> **Work task**:
Word for word, copy each record that comes after this.

> **Supplied data**:
PR #644, opened 2020-01-27
test for issue 636

cehbrecht:
This PR adds a test for issue #636.


cehbrecht:
@tomkralidis thanks for quick review :)

PR #646, opened 2020-01-28
Remove redundant check on logging level

johanvdw:
log.debug will itself check the logging level. For one line logging it seems a bit redundant to do the check again.

### DIFF
--- a/owslib/coverage/wcs100.py
+++ b/owslib/coverage/wcs100.py
@@ -126,8 +126,7 @@ class WebCoverageService_1_0_0(WCSBase):
         except StopIteration:
             base_url = self.url
 
-        if log.isEnabledFor(logging.DEBUG):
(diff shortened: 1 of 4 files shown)


owslib/coverage/wcs100.py
```diff
@@ -126,8 +126,7 @@ def getCoverage(self, identifier=None, bbox=None, time=None, format=None, crs=No
         except StopIteration:
             base_url = self.url
 
-        if log.isEnabledFor(logging.DEBUG):
-            log.debug('WCS 1.0.0 DEBUG: base url of server: %s' % base_url)
+        log.debug('WCS 1.0.0 DEBUG: base url of server: %s' % base_url)
```
sbrunner: Should be:
`log.debug('WCS 1.0.0 DEBUG: base url of server: %s', base_url)`
=> Don't interpret the template if not needed...

PR #647, opened 2020-01-28
Fix WFS get_schema when typename doubles as attributename

### LINKED ISSUE #645: WFS get_schema broken in corner case where typename equals attribute name
In the corner case where the WFS typename also repeats as a column name, the WFS get_schema() method fails with the following error:
```python

hhz = WebFeatureService(
    'https://www.dov.vlaanderen.be/geoserver/wfs',
    version='1.1.0')

schema = hhz.get_schema('gw_varia:hhz')

print(schema)
```
```
  File "C:\Projecten\PyDov\OWSLib\owslib\feature\__init__.py", line 213, in get_schema
    return get_schema(self.url, typename, self.version, auth=self.auth)
  File "C:\Projecten\PyDov\OWSLib\owslib\feature\schema.py", line 62, in get_schema
    elements = _get_elements(complex_type, root)
  File "C:\Projecten\PyDov\OWSLib\owslib\feature\schema.py", line 79, in _get_elements
    )[0]
TypeError: 'NoneType' object is not subscriptable
```

This is because the wrong xsd:element is selected from the DescribeFeatureType XSD:
```xml
<xsd:schema elementFormDefault="qualified" targetNamespace="http://dov.vlaanderen.be/grondwater/gw_varia">
    <xsd:import namespace="http://www.opengis.net/gml" schemaLocation="https://www.dov.vlaanderen.be/geoserver/schemas/gml/3.1.1/base/gml.xsd"/>
    <xsd:complexType name="hhzType">
        <xsd:complexContent>
            <xsd:extension base="gml:AbstractFeatureType">
                <xsd:sequence>
                    <xsd:element maxOccurs="1" minOccurs="0" name="id" nillable="true" type="xsd:string"/>
                    <xsd:element maxOccurs="1" minOccurs="0" name="hhz_naam" nillable="true" type="xsd:string"/>
                    <xsd:element maxOccurs="1" minOccurs="0" name="opp_m2" nillable="true" type="xsd:long"/>
                    <xsd:element maxOccurs="1" minOccurs="0" name="hhz" nillable="true" type="xsd:string"/>
                    <xsd:element maxOccurs="1" minOccurs="0" name="geom" nillable="true" type="gml:GeometryPropertyType"/>
                </xsd:sequence>
            </xsd:extension>
        </xsd:complexContent>
    </xsd:complexType>
    <xsd:element name="hhz" substitutionGroup="gml:_Feature" type="gw_varia:hhzType"/>
</xsd:schema>
```

I plan to fix this in a PR in the next couple of days.

Roel:
The type_element we want is the one directly under the schema root. The first result from findall() where 'name="typename"' can give a wrong result when the typename doubles as the name of an attribute.

Includes tests for both the normal case as well as this corner case.

Fixes #645

### DIFF
--- a/owslib/feature/schema.py
+++ b/owslib/feature/schema.py
@@ -51,12 +51,7 @@ def get_schema(
 
     if ":" in typename:
         typename = typename.split(":")[1]
-    type_element = findall(
-        root,
-        "{%s}element" % XS_NAMESPACE,
-        attribute_name="name",
-        attribute_value=typename,
-    )[0]
+    type_element = root.find("./{%s}element" % XS_NAMESPACE)
     complex_type = type_element.attrib["type"].split(":")[1]
     elements = _get_elements(complex_type, root)
     nsmap = None
--- a/owslib/feature/schema.py
+++ b/owslib/feature/schema.py
@@ -46,8 +46,8 @@ def get_schema(
     else:
         auth = Authentication(username, password)
     url = _get_describefeaturetype_url(url, version, typename)
-    res = openURL(url, timeout=timeout, headers=headers, auth=auth)
-    root = etree.fromstring(res.read())
+    root = _get_remote_describefeaturetype(url, timeout=timeout,
+                                          headers=headers, auth=auth)
 
     if ":" in typename:
         typename = typename.split(":")[1]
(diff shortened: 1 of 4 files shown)


cehbrecht:
@Roel thanks :)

> **Finished task**:
PR #644, opened 2020-01-27
test for issue 636

cehbrecht:
This PR adds a test for issue #636.


cehbrecht:
@tomkralidis thanks for quick review :)

PR #646, opened 2020-01-28
Remove redundant check on logging level

johanvdw:
log.debug will itself check the logging level. For one line logging it seems a bit redundant to do the check again.

### DIFF
--- a/owslib/coverage/wcs100.py
+++ b/owslib/coverage/wcs100.py
@@ -126,8 +126,7 @@ class WebCoverageService_1_0_0(WCSBase):
         except StopIteration:
             base_url = self.url
 
-        if log.isEnabledFor(logging.DEBUG):
(diff shortened: 1 of 4 files shown)


owslib/coverage/wcs100.py
```diff
@@ -126,8 +126,7 @@ def getCoverage(self, identifier=None, bbox=None, time=None, format=None, crs=No
         except StopIteration:
             base_url = self.url
 
-        if log.isEnabledFor(logging.DEBUG):
-            log.debug('WCS 1.0.0 DEBUG: base url of server: %s' % base_url)
+        log.debug('WCS 1.0.0 DEBUG: base url of server: %s' % base_url)
```
sbrunner: Should be:
`log.debug('WCS 1.0.0 DEBUG: base url of server: %s', base_url)`
=> Don't interpret the template if not needed...

PR #647, opened 2020-01-28
Fix WFS get_schema when typename doubles as attributename

### LINKED ISSUE #645: WFS get_schema broken in corner case where typename equals attribute name
In the corner case where the WFS typename also repeats as a column name, the WFS get_schema() method fails with the following error:
```python

hhz = WebFeatureService(
    'https://www.dov.vlaanderen.be/geoserver/wfs',
    version='1.1.0')

schema = hhz.get_schema('gw_varia:hhz')

print(schema)
```
```
  File "C:\Projecten\PyDov\OWSLib\owslib\feature\__init__.py", line 213, in get_schema
    return get_schema(self.url, typename, self.version, auth=self.auth)
  File "C:\Projecten\PyDov\OWSLib\owslib\feature\schema.py", line 62, in get_schema
    elements = _get_elements(complex_type, root)
  File "C:\Projecten\PyDov\OWSLib\owslib\feature\schema.py", line 79, in _get_elements
    )[0]
TypeError: 'NoneType' object is not subscriptable
```

This is because the wrong xsd:element is selected from the DescribeFeatureType XSD:
```xml
<xsd:schema elementFormDefault="qualified" targetNamespace="http://dov.vlaanderen.be/grondwater/gw_varia">
    <xsd:import namespace="http://www.opengis.net/gml" schemaLocation="https://www.dov.vlaanderen.be/geoserver/schemas/gml/3.1.1/base/gml.xsd"/>
    <xsd:complexType name="hhzType">
        <xsd:complexContent>
            <xsd:extension base="gml:AbstractFeatureType">
                <xsd:sequence>
                    <xsd:element maxOccurs="1" minOccurs="0" name="id" nillable="true" type="xsd:string"/>
                    <xsd:element maxOccurs="1" minOccurs="0" name="hhz_naam" nillable="true" type="xsd:string"/>
                    <xsd:element maxOccurs="1" minOccurs="0" name="opp_m2" nillable="true" type="xsd:long"/>
                    <xsd:element maxOccurs="1" minOccurs="0" name="hhz" nillable="true" type="xsd:string"/>
                    <xsd:element maxOccurs="1" minOccurs="0" name="geom" nillable="true" type="gml:GeometryPropertyType"/>
                </xsd:sequence>
            </xsd:extension>
        </xsd:complexContent>
    </xsd:complexType>
    <xsd:element name="hhz" substitutionGroup="gml:_Feature" type="gw_varia:hhzType"/>
</xsd:schema>
```

I plan to fix this in a PR in the next couple of days.

Roel:
The type_element we want is the one directly under the schema root. The first result from findall() where 'name="typename"' can give a wrong result when the typename doubles as the name of an attribute.

Includes tests for both the normal case as well as this corner case.

Fixes #645

### DIFF
--- a/owslib/feature/schema.py
+++ b/owslib/feature/schema.py
@@ -51,12 +51,7 @@ def get_schema(
 
     if ":" in typename:
         typename = typename.split(":")[1]
-    type_element = findall(
-        root,
-        "{%s}element" % XS_NAMESPACE,
-        attribute_name="name",
-        attribute_value=typename,
-    )[0]
+    type_element = root.find("./{%s}element" % XS_NAMESPACE)
     complex_type = type_element.attrib["type"].split(":")[1]
     elements = _get_elements(complex_type, root)
     nsmap = None
--- a/owslib/feature/schema.py
+++ b/owslib/feature/schema.py
@@ -46,8 +46,8 @@ def get_schema(
     else:
         auth = Authentication(username, password)
     url = _get_describefeaturetype_url(url, version, typename)
-    res = openURL(url, timeout=timeout, headers=headers, auth=auth)
-    root = etree.fromstring(res.read())
+    root = _get_remote_describefeaturetype(url, timeout=timeout,
+                                          headers=headers, auth=auth)
 
     if ":" in typename:
         typename = typename.split(":")[1]
(diff shortened: 1 of 4 files shown)


cehbrecht:
@Roel thanks :)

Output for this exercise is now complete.